宿番号:308304
霊泉 杖立温泉の由来 No2
更新 : 2010/3/1 8:31
前頁より
中をのぞくと、龍の口内そのままで、紫色の湯がタップリたまって、白馬の走るやうな早瀬へチョロチョロと流れて居ます。よく気を付けて見ると、咽喉元あたりから、紫がかった白い湯が静かに湧き出ています。さては老翁の教へられたのは此の湯であったたと、朝臣は嬉しくて嬉しくてたまりません。こおどりして天を拝し神に謝し、急ぎ汲み取り帰って之を御産湯に奉りました。
かくて皇后様は御平産、玉のような皇子は(御諱を本田の皇子と申し後に応神天皇と申し奉る)御産れ遊ばしました。
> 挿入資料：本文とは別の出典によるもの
Issue #2398, opened 2019-07-03
TestDebug is too long and flaky


dgageot:
Here are the integration tests durations on a random PR:
```
--- PASS: TestBuild (5.55s)
--- PASS: TestBuild/dateTime_tagger (0.09s)
--- PASS: TestBuild/docker_build (5.14s)
--- PASS: TestBuild/envTemplate_tagger (0.10s)
--- PASS: TestBuild/git_tagger (0.12s)
--- PASS: TestBuild/sha256_tagger (0.10s)
--- PASS: TestBuildDeploy (15.70s)
--- PASS: TestConfigListForAll (0.02s)
--- PASS: TestConfigListForContext (0.02s)
--- PASS: TestDebug (267.99s)
--- PASS: TestDebug/kubectl (212.36s)
--- PASS: TestDebug/kustomize (55.63s)
--- PASS: TestDeploy (0.81s)
--- PASS: TestDev (5.63s)
--- PASS: TestDevSync (5.94s)
--- PASS: TestDiagnose (30.20s)
--- PASS: TestDiagnose/bazel_builder (16.00s)
--- PASS: TestDiagnose/docker_builder (0.81s)
--- PASS: TestDiagnose/jib_maven_builder (13.36s)
--- PASS: TestDiagnose/kaniko_builder (0.03s)
--- PASS: TestEventLogHTTP (1.23s)
--- PASS: TestEventLogRPC (1.19s)
--- PASS: TestFailToSetUnrecognizedValue (0.02s)
--- PASS: TestFix (16.57s)
--- PASS: TestGetStateHTTP (3.15s)
--- PASS: TestGetStateRPC (2.19s)
--- PASS: TestInit (10.60s)
--- PASS: TestInit/compose (2.16s)
--- PASS: TestInit/getting-started (1.24s)
--- PASS: TestInit/microservices (7.20s)
--- PASS: TestRun (122.71s)
--- PASS: TestRun/bazel (24.69s)
--- PASS: TestRun/custom_builder (35.23s)
--- PASS: TestRun/envTagger (16.53s)
--- PASS: TestRun/getting-started (12.72s)
--- PASS: TestRun/microservices (3.52s)
--- PASS: TestRun/nodejs (19.14s)
--- PASS: TestRun/structure-tests (10.86s)
--- PASS: TestSetDefaultRepoForContext (0.05s)
--- PASS: TestSetGlobalDefaultRepo (0.04s)
```

[...]

PR #2399, opened 2019-07-03
Simplify test debug

dgageot:
+ Remove code that's not required
+ Use base images that are already used elsewhere. It might help reduce the number of images we pull

See #2398

### DIFF
--- a/integration/debug_test.go
+++ b/integration/debug_test.go
@@ -33,11 +33,9 @@ func TestDebug(t *testing.T) {
 	tests := []struct {
 		description string
 		dir         string
-		filename    string
 		args        []string
 		deployments []string
 		pods        []string
-		env         []string
 	}{
 		{
 			description: "kubectl",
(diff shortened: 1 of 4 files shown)


integration/debug_test.go
```diff
@@ -55,23 +53,24 @@ func TestDebug(t *testing.T) {
...
+
 			ns, client, deleteNs := SetupNamespace(t)
 			defer deleteNs()
 
-			stop := skaffold.Debug(test.args...).WithConfig(test.filename).InDir(test.dir).InNs(ns.Name).WithEnv(test.env).RunBackground(t)
+			stop := skaffold.Debug(test.args...).InDir(test.dir).InNs(ns.Name).RunBackground(t)
 			defer stop()
 
 			client.WaitForPodsReady(test.pods...)
-			client.WaitForDeploymentsToStabilize(test.deployments...)
```
briandealwis: The `jib` example is a deployment.

integration/debug_test.go
```diff
@@ -55,23 +53,24 @@ func TestDebug(t *testing.T) {
...
 			for _, depName := range test.deployments {
```
briandealwis: Hmm this should be testing the pods too.  I'll fix that separately.

integration/debug_test.go
dgageot: Not sure I understand your point

briandealwis: By deleting this line, the deployments may not be stabilized before the test continues. Right?

dgageot: `GetDeployment` does it

dgageot:
BEFORE:

```
--- PASS: TestDebug/kubectl (212.36s)
--- PASS: TestDebug/kustomize (55.63s)
```

AFTER:

```
--- PASS: TestDebug/kubectl (83.07s)
--- PASS: TestDebug/kustomize (23.91s)
```

Issue #2360, opened 2019-06-27
sync to compeleted job fails, terminating the rest of the sync


MarkBennett:
### Expected behavior

Given I've got a few pods running in my cluster and using the same build (such as Rails webserver, worker, and rspec job), then when I make a change to synced file skaffold to restart the job rather than try to sync files to a completed/terminated pod. Alternatively, as a less ideal outcome skaffold could ignore the completed job and not do anything.

### Actual behavior

Currently, if I make a change to a synced file then skaffold will try to sync it to all pods using the build, including jobs which have completed. When trying to exec into a completed pod this error is generated:

```
WARN[2020] Skipping deploy due to sync error: copying files: Running [kubectl exec dev-run-specs-kfqfs --namespace default -c run-specs -i -- tar xmf - -C / --no-same-owner]: stdout , stderr: error: canno
t exec into a container in a completed pod; current phase is Succeeded
, err: exit status 1: exit status 1
```

### Information

- Skaffold version: v0.31.0
- Operating system: Mac OS 10.14.5
- Cluster: Minikube v1.1.1
- Contents of skaffold.yaml:

```yaml
apiVersion: skaffold/v1beta11
kind: Config
build:
  artifacts:
    - image:  gcr.io/litdistco-pro/litdistco-rails
      docker:
        cacheFrom:
          - gcr.io/litdistco-pro/litdistco-rails 
  googleCloudBuild:
    projectId: litdistco-pro
deploy:
  kustomize:
    path: k8s/overlays/production
profiles:
  - name: dev
    build:
      artifacts:
      - image:  gcr.io/litdistco-pro/litdistco-rails
        docker:
          target: developer
        sync:
          manual:
            - src: 'app/**'
              dest: /project
      local: {}
    deploy:
      kustomize:
        path: k8s/overlays/development
    activation:
      - command: dev
  - name: staging
    build:
      artifacts:
      - image:  gcr.io/litdistco-pro/litdistco-rails
        docker:
          target: developer
      local: {}
    deploy:
      kustomize:
        path: k8s/overlays/staging
```

### Steps to reproduce the behavior

1. Create `skaffold.yaml` which uses `build.artificats.sync` and deploys to both a pod and a job.
2. Start development with `skaffold dev`
3. Change a synced file.
4. `skaffold dev` fails to sync changed files to pods as running `exec` in the terminated job seems to abort the entire sync.

[...]

PR #2403, opened 2019-07-04
Feat(sync): skip sync on non-running pods

seblegall:
Fix issue #2360

The goal of this PR is to avoid trying to sync files in a pod which is
not in a running state. It should avoid errors when working on a single
artifact which is deployed in different pods. For example : one running
a webserver and another running a work or a job. This is typically
something that could happend when a microservice is able to run both web
server and a job which make some sort of batch treatments on the database.

### DIFF
--- a/pkg/skaffold/sync/sync.go
+++ b/pkg/skaffold/sync/sync.go
@@ -169,6 +169,12 @@ func Perform(ctx context.Context, image string, files syncMap, cmdFn func(contex
 		}
 
 		for _, p := range pods.Items {
+
+			if p.Status.Phase != v1.PodRunning {
+				logrus.Infof("Skipping sync with pod %s because it's not running", p.Name)
+				continue
+			}
+
 			for _, c := range p.Spec.Containers {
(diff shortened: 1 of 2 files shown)


pkg/skaffold/sync/sync.go
```diff
@@ -169,6 +169,12 @@ func Perform(ctx context.Context, image string, files syncMap, cmdFn func(contex
 		}
 
 		for _, p := range pods.Items {
+
+			if p.Status.Phase != v1.PodRunning {
+				logrus.Infof("Skipping sync with pods %s because it's not running", p.Name)
```
dgageot: s/pods/pod

dgageot:
@seblegall When https://github.com/GoogleContainerTools/skaffold/pull/2413 is merged, you can rebase and the test suite should be all green

seblegall:
ok, great.

dgageot:
@seblegall you should be able to rebase on top of the now better test suite!

PR #2406, opened 2019-07-04
Better integration tests

dgageot:
+ Switch to latest TravisCI env (xenial) because it seems faster and has more disk space for integration tests
+ Print more information when an integration test goes wrong
+ Re-enable TestDev that wasn't flaky
+ Increase the duration of the test suite to increase the chance of running all the tests when one goes wrong.

### DIFF
--- a/Makefile
+++ b/Makefile
@@ -109,6 +109,7 @@ ifeq ($(GCP_ONLY),true)
 		--zone $(GKE_ZONE) \
 		--project $(GCP_PROJECT)
 endif
+	kubectl get nodes -oyaml
 	GCP_ONLY=$(GCP_ONLY) go test -v $(REPOPATH)/integration -timeout 15m $(INTEGRATION_TEST_ARGS)
 
 .PHONY: release
--- a/Makefile
+++ b/Makefile
@@ -110,7 +110,7 @@ ifeq ($(GCP_ONLY),true)
 		--project $(GCP_PROJECT)
 endif
 	kubectl get nodes -oyaml
-	GCP_ONLY=$(GCP_ONLY) go test -v $(REPOPATH)/integration -timeout 15m $(INTEGRATION_TEST_ARGS)
+	GCP_ONLY=$(GCP_ONLY) go test -v $(REPOPATH)/integration -timeout 20m $(INTEGRATION_TEST_ARGS)
 
 .PHONY: release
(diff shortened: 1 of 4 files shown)


dgageot:
Worked 1 time

dgageot:
@corneliusweig would you mind taking a look at this PR? I'm trying to fix all known flaky tests

corneliusweig:
Sure, I can do that.

Makefile
```diff
@@ -109,27 +109,28 @@ ifeq ($(GCP_ONLY),true)
 		--zone $(GKE_ZONE) \
 		--project $(GCP_PROJECT)
 endif
-	GCP_ONLY=$(GCP_ONLY) go test -v $(REPOPATH)/integration -timeout 15m $(INTEGRATION_TEST_ARGS)
+	kubectl get nodes -oyaml
+	GCP_ONLY=$(GCP_ONLY) go test -v $(REPOPATH)/integration -timeout 20m $(INTEGRATION_TEST_ARGS)
```
corneliusweig: I don't fully understand how this relates to your comment:

> Increase the duration of the test suite to increase the chance of running all the tests when one goes wrong.

Do you mean that this gives enough time for the remaining tests to finish, so that they are not marked as failed?

integration/util.go
```diff
@@ -103,6 +103,8 @@ func (k *NSKubernetesClient) WaitForPodsReady(podNames ...string) {
 	waitLoop:
 		select {
 		case <-ctx.Done():
+			k.printDiskFreeSpace()
+			k.debug("nodes")
```
corneliusweig: Does `k.debug("nodes")` add anything? After all, the nodes are already unconditionally printed in `make integration` (https://github.com/GoogleContainerTools/skaffold/pull/2406/files#diff-b67911656ef5d18c4ae36cb6741b7965R112).

Makefile
dgageot: Exactly! It's so better said!

integration/util.go
dgageot: When the `TestDebug` used to fail, I could see an issue with the k8s nodes.
I added those logs before the test suite and in case of an error, to detect cases where the kind cluster might get broken after running a few tests.

corneliusweig: Ok, that makes sense.

PR #4696, opened 2020-08-18
Kpt Deployer Dependencies() implementation and tests

felixtran39:
**Related**: #3904

**Description**
This is the implementation and unit tests for the dependencies method of the kpt deployer. Dependencies include the functions being ran, the files used by those functions, and kustomizations.

**Follow-up Work**
No follow up work for this particular method. Follow up work for the Kpt deployer will include the other methods that are yet to be implemented.

### DIFF
--- a/pkg/skaffold/deploy/kpt.go
+++ b/pkg/skaffold/deploy/kpt.go
@@ -23,6 +23,7 @@ import (
 	"os"
 	"os/exec"
 	"path/filepath"
+	"regexp"
 	"strings"
 
 	"github.com/GoogleContainerTools/skaffold/pkg/skaffold/build"
@@ -47,7 +48,19 @@ func (k *KptDeployer) Deploy(ctx context.Context, out io.Writer, builds []build.
 }
 
 func (k *KptDeployer) Dependencies() ([]string, error) {
-	return nil, nil
+	deps := newStringSet()
+	if len(k.Fn.FnPath) > 0 {
+		deps.insert(k.Fn.FnPath)
+	}
+
+	configDeps, err := getResources(k.Dir)
+	if err != nil {
+		return nil, fmt.Errorf("finding dependencies in %s: %w", k.Dir, err)
+	}
+
+	deps.insert(configDeps...)
+
+	return deps.toList(), nil
 }
 
 func (k *KptDeployer) Cleanup(ctx context.Context, out io.Writer) error {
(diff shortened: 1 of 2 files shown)


pkg/skaffold/deploy/kpt.go
```diff
@@ -111,3 +124,35 @@ func kptCommandArgs(dir string, commands, flags, globalFlags []string) []string
...
+	var files []string
+
+	if _, err := os.Stat(root); os.IsNotExist(err) {
+		return nil, err
+	}
+
+	err := filepath.Walk(root, func(path string, info os.FileInfo, _ error) error {
+		isResource, err := regexp.MatchString(`\.ya?ml$`, filepath.Base(path))
+		if err != nil {
+			return fmt.Errorf("matching regex: %w", err)
```
yuwenma, line 140: nit: add the `path` to the err message.

pkg/skaffold/deploy/kpt.go
```diff
@@ -111,3 +124,35 @@ func kptCommandArgs(dir string, commands, flags, globalFlags []string) []string
...
+
+		if info.IsDir() {
+			depsForKustomization, err := dependenciesForKustomization(path)
+			if err != nil {
+				return err
+			}
+
+			files = append(files, depsForKustomization...)
+		} else if isResource {
+			files = append(files, strings.ReplaceAll(path, "\\", "/"))
```
yuwenma, line 151: Is this path replacement for windows? Suggest adding a comment about that.

pkg/skaffold/deploy/kpt_test.go
```diff
@@ -49,18 +49,124 @@ func TestKpt_Deploy(t *testing.T) {
...
+		{
+			description: "dir with subdirs",
+			cfg: &latest.KptDeploy{
+				Dir: ".",
+			},
+			createFiles: map[string]string{
+				"food.yml":          "",
+				"foo/bar.yaml":      "",
+				"foo/bat/bad.yml":   "",
+				"foo/bat/README.md": "",
```
yuwenma, line 92: suggest adding a path containing the "\\"

pkg/skaffold/deploy/kpt.go
```diff
@@ -111,3 +124,35 @@ func kptCommandArgs(dir string, commands, flags, globalFlags []string) []string
...
+// and all local kustomization dependencies under root.
+func getResources(root string) ([]string, error) {
+	var files []string
+
+	if _, err := os.Stat(root); os.IsNotExist(err) {
+		return nil, err
+	}
+
+	err := filepath.Walk(root, func(path string, info os.FileInfo, _ error) error {
+		isResource, err := regexp.MatchString(`\.ya?ml$`, filepath.Base(path))
```
yuwenma, line 138: This is fair enough for now. But it is actually not accurate because the content of the .yaml files should also be KRM based. Can you add a comment saying that we expect kpt to provide a more accurate functions to walk through a dir and pulls out the kustomize/kpt resources.

pkg/skaffold/deploy/kpt_test.go
felixtran39: Good idea. I will also add a path with `\`.

pkg/skaffold/deploy/kpt.go
felixtran39: Sure thing. I agree, this may be something that can be offered when we move away from consuming kpt as a CLI.

PR #4698, opened 2020-08-19
Remove remote rules

tejal29:
in order to iterate quickly over error recommendations and suggestions I added remote rules. 
However, after talking to the team, we felt this is not the right direction and we should target suggestions to be part of a release.

Removing these rules.


briandealwis:
LGTM

I didn't realize this existed :-)  What's nice about these external rules is they provide a way to accommodate front-end-specific actionable suggestions (e.g., if we have a `diag` command, or a different front-end for GCB etc.).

今の生の宮・産八幡宮などと申奉るお宮はその時の御跡であります。
又彼の朝臣が探しに行った霊泉は、すぐ御役に立って、皇子の御壽の千年までと貴い御初産湯に使われました。これから龍頭巌窟の温泉の流れを千年川とは呼ぶようになりましたが、これそ当温泉が発見された初めであります。さて龍頭巌窟の温泉とは、只今の蛇の口のことで山の頂から青龍の差下せるといふ見上げた岨ちたる高山は湯能見嶽と申し、肥後と豊後の境にあって、今も龍ノ尾先といふ嵩ちに立つ霊巖が山の頂に御座います。右の様な尊いいはれから当地方では昔から此神泉と由来をいひ傅え聞き傅えして今日でも憚り恐れて三七日の間はけして初産湯に使わず、また死穢を灑ぐに用ひませぬ。
それはさておき、その後も度々皇子ご誕生の際には此の湯を御初産湯に用ひさせられましたと見ゐまして、人皇第四十九代光仁天皇の御代、賓龜二年辛亥の歳、筑前の国宗像郡産ノ宮の棟木の上書きに、「肥後の国の山中に龍頭巌窟の温泉を御初産湯に用ひ給ふ」と記してあったことなど、明らかに史傅に載せてありますが、如何に尊い御用に立てゐた霊泉であるかと云ふことが、これでお判りになろうと思ひます。